Note that at age 16 I was already in a nascent stage of Wu snobbery in not owning copies of either Tical or Enter the 36 Chambers. I knew those records by heart, of course, but everybody had them and I tried to be more adventurous. I nurtured a deliberately esoteric palette. Liquid Swords, not Enter the Wu, was the essential record for me at that time. It was autumn and the taste of cold air had me gassed for GZA's crisp, meditative imagery. Liquid Swords is a cold weather record to be sure. And it's a personal record too. Enter the Wu is a record you put on when your driving around with the boys. Liquid Swords will always be an album I like to listen to best by myself.

So my mom and dad went out of town one weekend and I threw a bash on Golf View and my Wu specific CD case got lifted. I was bitching about it to some dudes in my math class, opining specifically for my GZA holdings and kicking some of the lines that should have been filling my headphones. Joe G sat a few desks away. We weren't really friends and he had been at the party. Joe listened to hip hop and had a reputation for mischief. He was the enforcer of the hockey team and rolled with characters who stole people's car amplifiers and cell phones. I had reasons to be suspicious.

The next day Joe came up to me after class and hit me with a copy of Liquid Swords and some bunk ass Sunz of Man CD.

"I heard what you were saying about your CDs getting stolen man. That's fucked up. I had an extra copy of this...so you can still have some Wu-Tang to bump. GZA shit is my favorite Wu shit too. 'I slayed mcs back in the room era...' thats my shit!"

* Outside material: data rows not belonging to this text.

PR #4670, opened 2026-04-28
Soft-delete sandboxes with grace-period purge

### LINKED ISSUE #4649: sandboxes: maybe save deleted sandboxes for N days, and allow undo
Right now, when a sandbox is deleted, it is dropped instantly from the database.

I've had whiffs of pushback about this from services.

One thing that happen is you can merge a sandbox, only merging Workflows A and B. But after the merge you realise you also wanted to include workflow C!

Or maybe you merged the sandbox to main, but you want to double check the changes (perhaps a bug crept in on main and you want to track what's going on).

Or maybe it was just deleted in error and someone is freaking out.

Two features that might help this are:
- Flag  sandboxes as deleted and leave them for N days before fully dropping them (just like we do with credentials)
- Allow a delete to be cancelled or undone

elias-ba:
## Description

Sandbox deletion, both manual and automatic-after-merge, now happens softly. The sandbox and its descendant subtree are scheduled for deletion and stay around for a grace period (configurable via `PURGE_DELETED_AFTER_DAYS`, default 7 days) before the existing project purge worker permanently removes them. This mirrors how credentials and root projects already work, so accidental deletions can be recovered by a workspace administrator from `/settings/projects`.

The merge modal also has a new "Delete sandbox after merging" toggle, default on. Turning it off keeps the sandbox alive after the merge for ongoing work, picking up the opt-out behaviour proposed in the issue's comments.

End-user cancel UI is intentionally not in this PR. We did not want a sandbox-only recovery affordance while project owners still can't self-cancel either; #4673 tracks adding self-serve cancel for both projects and sandboxes together so they stay consistent.

Closes #4649

## Validation steps

1. Create a sandbox, delete it from the sandboxes tab. Confirm the sandbox disappears from the list, the database row has its scheduled-deletion timestamp set, and triggers in the subtree are disabled.
2. From the superuser `/settings/projects` page, click "Cancel deletion" on the sandbox row. Confirm the sandbox reappears under the parent's sandboxes tab and the timestamp is cleared on the whole subtree.
3. Merge a sandbox into its parent with the toggle on (default). Confirm the flash mentions the merge succeeded plus the deletion was scheduled, and the sandbox is hidden from the list afterwards.
4. Merge a sandbox with the toggle off. Confirm the merge happens, the sandbox stays in the list, and nothing was scheduled for deletion.
5. Create a parent sandbox with descendants, schedule it for deletion, advance time past the grace window, and trigger the purge worker. Confirm the entire subtree is purged.

## AI Usage

- [x] I have used Claude Code
- [ ] I have not used AI

## Pre-submission checklist

### DIFF
--- a/lib/lightning_web/live/sandbox_live/components.ex
+++ b/lib/lightning_web/live/sandbox_live/components.ex
@@ -290,7 +290,7 @@ defmodule LightningWeb.SandboxLive.Components do
           <div class="space-y-2">
             <div class="flex items-baseline justify-between">
               <span class="text-xs font-medium uppercase tracking-wide text-gray-500">
-                Workflows
+                Workflows to merge
               </span>
               <span class="text-xs text-gray-500">
                 {MapSet.size(@selected_workflow_ids)} of {length(@source_workflows)} selected
--- a/lib/lightning_web/live/sandbox_live/components.ex
+++ b/lib/lightning_web/live/sandbox_live/components.ex
@@ -144,7 +144,9 @@ defmodule LightningWeb.SandboxLive.Components do
 
       <section class="space-y-4">
         <p class="text-gray-700">
-          Deleting a sandbox permanently removes its workflows, triggers, versions, keychain clones, and dataclips.
+          Deleting a sandbox removes it (along with its descendants) from
+          OpenFn. Workflows, triggers, versions, keychain clones, and
+          dataclips will be permanently removed once the grace period ends.
           <%= if @sandbox.is_current do %>
             You are currently viewing this project.
             After deletion, you'll be redirected to <strong>{@root_project.name}</strong>.
@@ -152,8 +154,10 @@ defmodule LightningWeb.SandboxLive.Components do
           To confirm, type the sandbox name below.
         </p>
 
-        <div class="bg-red-50 border border-red-200 rounded-md p-3">
-          <p class="text-sm text-red-800">This action cannot be undone.</p>
+        <div class="bg-amber-50 border border-amber-200 rounded-md p-3">
+          <p class="text-sm text-amber-800">
+            The sandbox will be scheduled for deletion and retained for {grace_period_label()} before being permanently removed. Contact a workspace administrator if you need it restored within that window.
+          </p>
         </div>
 
         <.form
@@ -178,7 +182,7 @@ defmodule LightningWeb.SandboxLive.Components do
               disabled={!@changeset.valid?}
               {if !@changeset.valid?, do: [tooltip: "Type the sandbox name to enable"], else: []}
             >
-              Delete Sandbox
+              Delete sandbox
             </.button>
             <.button
               theme="secondary"
@@ -192,6 +196,14 @@ defmodule LightningWeb.SandboxLive.Components do
       </section>
     </.modal>
     """
+  end
+
+  defp grace_period_label do
+    case Lightning.Config.purge_deleted_after_days() do
+      nil -> "the configured grace period"
+      1 -> "1 day"
+      days when is_integer(days) -> "#{days} days"
+    end
   end
 
   attr :open?, :boolean, required: true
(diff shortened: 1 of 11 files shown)


midigofrank (approved):
Nicely done

lib/lightning_web/live/sandbox_live/components.ex
```diff
@@ -344,22 +361,31 @@ defmodule LightningWeb.SandboxLive.Components do
...
-                Child sandbox <strong>{List.first(@descendants).name}</strong>
-                will also be permanently closed.
-              </div>
-              <div :if={@descendant_count > 1} class="mt-2">
-                Its {@descendant_count} child sandboxes will also be permanently closed.
-              </div>
-            </:message>
-          </Common.alert>
+          <div class="space-y-2">
+            <.input
```
josephjclark: Oh no! I didn't mean for this to be implemented now. Sorry I wish I'd seen earlier.

This basically enables long-lived sandboxes, which is something I'm not prepared to enable just yet

My point in the issue was that _if_ we add long running sandboxes, the soft delete is still a useful thing to include. And therefor it's not blocking or anything.

This needs deleting or splitting out into a separate branch

lib/lightning_web/live/sandbox_live/components.ex
```diff
@@ -144,16 +144,20 @@ defmodule LightningWeb.SandboxLive.Components do
 
       <section class="space-y-4">
         <p class="text-gray-700">
-          Deleting a sandbox permanently removes its workflows, triggers, versions, keychain clones, and dataclips.
+          Deleting a sandbox removes it (along with its descendants) from
```
josephjclark: I think this is too wordy. And not nicely formatted.

Can we try this:

```
Deleting a sandbox removes it (along with its descendants) from OpenFn.

Workflows, triggers, versions, keychain clones, and dataclips will be permanently removed.

To confirm, type the sandbox name below.

[This sandbox will be retained for 7 days before being permanently removed. Contact a workspace administrator if you need it restored within that window.]
```

The stuff in square brackets is the boxout

lib/lightning_web/live/sandbox_live/components.ex
```diff
@@ -144,16 +144,20 @@ defmodule LightningWeb.SandboxLive.Components do
...
             After deletion, you'll be redirected to <strong>{@root_project.name}</strong>.
           <% end %>
           To confirm, type the sandbox name below.
         </p>
 
-        <div class="bg-red-50 border border-red-200 rounded-md p-3">
-          <p class="text-sm text-red-800">This action cannot be undone.</p>
+        <div class="bg-amber-50 border border-amber-200 rounded-md p-3">
+          <p class="text-sm text-amber-800">
+            The sandbox will be scheduled for deletion and retained for {grace_period_label()} before being permanently removed. Contact a workspace administrator if you need it restored within that window.
```
josephjclark: After deleting a sandbox, I can't see it anywhere. I'm owner of this project and it doesn't show up.

What is a "workspace administrator"? Is that language we use elsewhere?

A project scheduled for deletion seems to still show up in my Projects list. Shouldn't it be the same for Sandboxes?

Also worth nothing that if I delete a sandbox, and then try and create a new sandbox with the same name, I get an error like `dev already exists`. But I can't see it in my sandboxes list

josephjclark (changes requested):
Nice work @elias-ba , but a few things jump out at me. See comments but as a summary:

* I'm worried that only superusers can revert deleted sandboxes. Removing a sandbox isn't like removing a project - I think we need to be a bit more relaxed about this in the UI?
* I didn't intend the "delete sandbox" checkbox to be included here. That basically enables long running sandboxes and I'm not really to expose that functionality yet - not before a bit more thinking and testing. Please revert this.

elias-ba:
Hey @josephjclark, I think I've addressed all your comments. Toggle reverted, modal copy is your version, and scheduled sandboxes now show in the list with a self-serve Cancel-deletion button (gated by delete permission). The three telemetry events from Slack are wired too. Could you take another look?

josephjclark (approved):
@elias-ba I think this is great. It works as I expect (although I haven't waited 7 days to see if the deletion actually goes through)

per slack I' m recommending a little tweak to make the UI more like this:

Image

I'm also going to raise an issue to add a "delete now" option and do a bigger UX/UI review of some of these screens.

In any case I'm quite happy to merge this. Thanks man!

He'd put both discs in a Bone Thugz CD case. I inspected the back of the Liquid Swords and saw some familiar scratches.

Naturally I was heated to surmise that this kid had boosted my jams, but I was also touched in a strange way. It was kind of rare to be that deep on Liquid Swords in suburban Detroit at that time and I'm sure Joe was conflicted when he discovered he'd riddled someone who appreciated the record as much he did. Who perhaps needed Liquid Swords it in the weirdly specific, elusive way Wu-Tang records make certain upper middle class white boys jones for them. He didn't feel like he had to restore my entire cache, but couldn't bear the thought of having taken Liquid Swords from a dude who loved that shit so stridently. I thanked him for the GZA. Joe was a feared hockey goon and I was first year varsity on the golf team. I was out of my weight class. That Maximillion was all I really needed anyway. I don't think it left my Discman for next five months.

Joe G. and I have become good friends, and I finally confronted him recently. He fiercely denied my accusations and told me he was offended that I would ever think he was greasy enough to take another man's Wu-Tang, even back in his reckless youth. I pointed out that he used to steal whole stereo systems out of cars, thereby removing all music from people's lives, Wu-Tang or otherwise, but he maintained his innocence when it came to the Clan.

His earnestness revealed just how personal his relationship with the Wu-Tang was, and this of course is the very essence of My Own Private Shaolin. I was tempted to believed him. Then in a masterpiece of comic timing my roommate Tony Snow came downstairs, and when he learned what we were talking about, he started to lash out at Joe for hijacking HIS Liquid Swords CD a few years later. We put the record on to illustrate just how fucked up and depraved it was to pilfer something so fresh. Joe kept on saying he had no idea what we were talking about. So who really knows.

The tone of the conversation turned good natured as Tony related a story about how he forgot to write a paper for his English class one time. He scribbled the lyrics to Killah Hills 10304 verbatim at the last minute on the bus and turned it in. His teacher didn't identify it as rip job, but still only gave Tony a C+. A C+! I'm not saying the Genius is Ezra Pound or anything, and something is doubtlessly lost when the rhymes aren't set to RZA guillotine synths. But come on now, a fucking C+ for Killa Hillz 10304?!? Those who can't teach gym teach composition.

Overnight lows in low 50s tonight in Detroit. Protect your necks.